■ **TASK TO COMPLETE**
Please transcribe the data that follows, keeping every line exact.

DATASET RECORDS START

PR #1069, opened 2019-08-12
Azure names - Zero-padded timestamp

jasmingoh:
This is required for generating consistent timestamps, i.e. yyyymmddhhmmss

The single digit component should be padded with 0.

**To test:**
1. Launch the extension in preview mode
2. Go to the Azure page
3. Add any Azure service to open up the forms
4. Select a subscription
5. Make sure tha the timestamp of the generated name follows the format above (yyyymmddhhmmss).

### DIFF
--- a/src/extension/src/azure/utils/nameGenerator.ts
+++ b/src/extension/src/azure/utils/nameGenerator.ts
@@ -61,9 +61,6 @@ export namespace NameGenerator {
   }
 
   function padStart(x: number): string {
-    if (x < 10) {
-      return "0" + x.toString();
-    }
-    return x.toString();
+    return x.toString().padStart(2, "0");
   }
 }
--- a/src/extension/src/azure/utils/nameGenerator.ts
+++ b/src/extension/src/azure/utils/nameGenerator.ts
@@ -62,7 +62,7 @@ export namespace NameGenerator {
 
   function padStart(x: number): string {
     if (x < 10) {
-      return 0 + x.toString();
+      return "0" + x.toString();
     }
     return x.toString();
   }
--- a/src/extension/src/azure/utils/nameGenerator.ts
+++ b/src/extension/src/azure/utils/nameGenerator.ts
@@ -52,11 +52,18 @@ export namespace NameGenerator {
     const fullDate = new Date(unixTimestamp);
     const year = fullDate.getFullYear().toString();
     // getMonth() returns month as a zero-based value
-    const month = (fullDate.getMonth() + 1).toString();
-    const date = fullDate.getDate().toString();
-    const hour = fullDate.getHours().toString();
-    const min = fullDate.getMinutes().toString();
-    const sec = fullDate.getSeconds().toString();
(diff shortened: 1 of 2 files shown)


src/extension/src/azure/utils/nameGenerator.ts
```diff
@@ -52,11 +52,18 @@ export namespace NameGenerator {
...
+    const date = padStart(fullDate.getDate());
+    const hour = padStart(fullDate.getHours());
+    const min = padStart(fullDate.getMinutes());
+    const sec = padStart(fullDate.getSeconds());
     return year.concat(month, date, hour, min, sec);
   }
+
+  function padStart(x: number): string {
+    if (x < 10) {
+      return 0 + x.toString();
```
jcoc611-microsoft: Should be `'0'` for readability. This still works as the number is implicitly converted to a string but when I read it at first it looked like math

src/extension/src/azure/utils/nameGenerator.ts
```diff
@@ -52,11 +52,18 @@ export namespace NameGenerator {
...
-    const sec = fullDate.getSeconds().toString();
+    const month = padStart(fullDate.getMonth() + 1);
+    const date = padStart(fullDate.getDate());
+    const hour = padStart(fullDate.getHours());
+    const min = padStart(fullDate.getMinutes());
+    const sec = padStart(fullDate.getSeconds());
     return year.concat(month, date, hour, min, sec);
   }
+
+  function padStart(x: number): string {
```
SahilTara, line 63: Doesn't a function for padStart already exist in ES? Although it's for strings so you'd have more .toStrings() haha. Your choice if you want to use it or not

jasmingoh: Yeap, I'm aware about that, but didn't want to do so many toString() just as you mentioned haha

SahilTara: Oh you could also get rid of the function block then and just replace it with a simple `return x.toString().padStart(2, "0")` if you want. But If not let me know it looks good otherwise.

jasmingoh: oh yea, that's a good idea

SahilTara (approved):

src/extension/tsconfig.json
```diff
@@ -3,7 +3,7 @@
     "module": "commonjs",
     "target": "es6",
     "outDir": "out",
-    "lib": ["es6", "dom"],
+    "lib": ["es2017", "dom"],
```
jsondoo, line 6: would this change possibly affect anything else?

jsondoo (approved):
nice :)

src/extension/tsconfig.json
jasmingoh: I changed this to use the padStart method, not sure if it will affect anything else.. @jcoc611-microsoft @piotrmark any idea?

annielovesjs (approved):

DATASET RECORDS END

■ **PROBLEM SOLUTION**
PR #1069, opened 2019-08-12
Azure names - Zero-padded timestamp

jasmingoh:
This is required for generating consistent timestamps, i.e. yyyymmddhhmmss

The single digit component should be padded with 0.

**To test:**
1. Launch the extension in preview mode
2. Go to the Azure page
3. Add any Azure service to open up the forms
4. Select a subscription
5. Make sure tha the timestamp of the generated name follows the format above (yyyymmddhhmmss).

### DIFF
--- a/src/extension/src/azure/utils/nameGenerator.ts
+++ b/src/extension/src/azure/utils/nameGenerator.ts
@@ -61,9 +61,6 @@ export namespace NameGenerator {
   }
 
   function padStart(x: number): string {
-    if (x < 10) {
-      return "0" + x.toString();
-    }
-    return x.toString();
+    return x.toString().padStart(2, "0");
   }
 }
--- a/src/extension/src/azure/utils/nameGenerator.ts
+++ b/src/extension/src/azure/utils/nameGenerator.ts
@@ -62,7 +62,7 @@ export namespace NameGenerator {
 
   function padStart(x: number): string {
     if (x < 10) {
-      return 0 + x.toString();
+      return "0" + x.toString();
     }
     return x.toString();
   }
--- a/src/extension/src/azure/utils/nameGenerator.ts
+++ b/src/extension/src/azure/utils/nameGenerator.ts
@@ -52,11 +52,18 @@ export namespace NameGenerator {
     const fullDate = new Date(unixTimestamp);
     const year = fullDate.getFullYear().toString();
     // getMonth() returns month as a zero-based value
-    const month = (fullDate.getMonth() + 1).toString();
-    const date = fullDate.getDate().toString();
-    const hour = fullDate.getHours().toString();
-    const min = fullDate.getMinutes().toString();
-    const sec = fullDate.getSeconds().toString();
(diff shortened: 1 of 2 files shown)


src/extension/src/azure/utils/nameGenerator.ts
```diff
@@ -52,11 +52,18 @@ export namespace NameGenerator {
...
+    const date = padStart(fullDate.getDate());
+    const hour = padStart(fullDate.getHours());
+    const min = padStart(fullDate.getMinutes());
+    const sec = padStart(fullDate.getSeconds());
     return year.concat(month, date, hour, min, sec);
   }
+
+  function padStart(x: number): string {
+    if (x < 10) {
+      return 0 + x.toString();
```
jcoc611-microsoft: Should be `'0'` for readability. This still works as the number is implicitly converted to a string but when I read it at first it looked like math

src/extension/src/azure/utils/nameGenerator.ts
```diff
@@ -52,11 +52,18 @@ export namespace NameGenerator {
...
-    const sec = fullDate.getSeconds().toString();
+    const month = padStart(fullDate.getMonth() + 1);
+    const date = padStart(fullDate.getDate());
+    const hour = padStart(fullDate.getHours());
+    const min = padStart(fullDate.getMinutes());
+    const sec = padStart(fullDate.getSeconds());
     return year.concat(month, date, hour, min, sec);
   }
+
+  function padStart(x: number): string {
```
SahilTara, line 63: Doesn't a function for padStart already exist in ES? Although it's for strings so you'd have more .toStrings() haha. Your choice if you want to use it or not

jasmingoh: Yeap, I'm aware about that, but didn't want to do so many toString() just as you mentioned haha

SahilTara: Oh you could also get rid of the function block then and just replace it with a simple `return x.toString().padStart(2, "0")` if you want. But If not let me know it looks good otherwise.

jasmingoh: oh yea, that's a good idea

SahilTara (approved):

src/extension/tsconfig.json
```diff
@@ -3,7 +3,7 @@
     "module": "commonjs",
     "target": "es6",
     "outDir": "out",
-    "lib": ["es6", "dom"],
+    "lib": ["es2017", "dom"],
```
jsondoo, line 6: would this change possibly affect anything else?

jsondoo (approved):
nice :)

src/extension/tsconfig.json
jasmingoh: I changed this to use the padStart method, not sure if it will affect anything else.. @jcoc611-microsoft @piotrmark any idea?

annielovesjs (approved):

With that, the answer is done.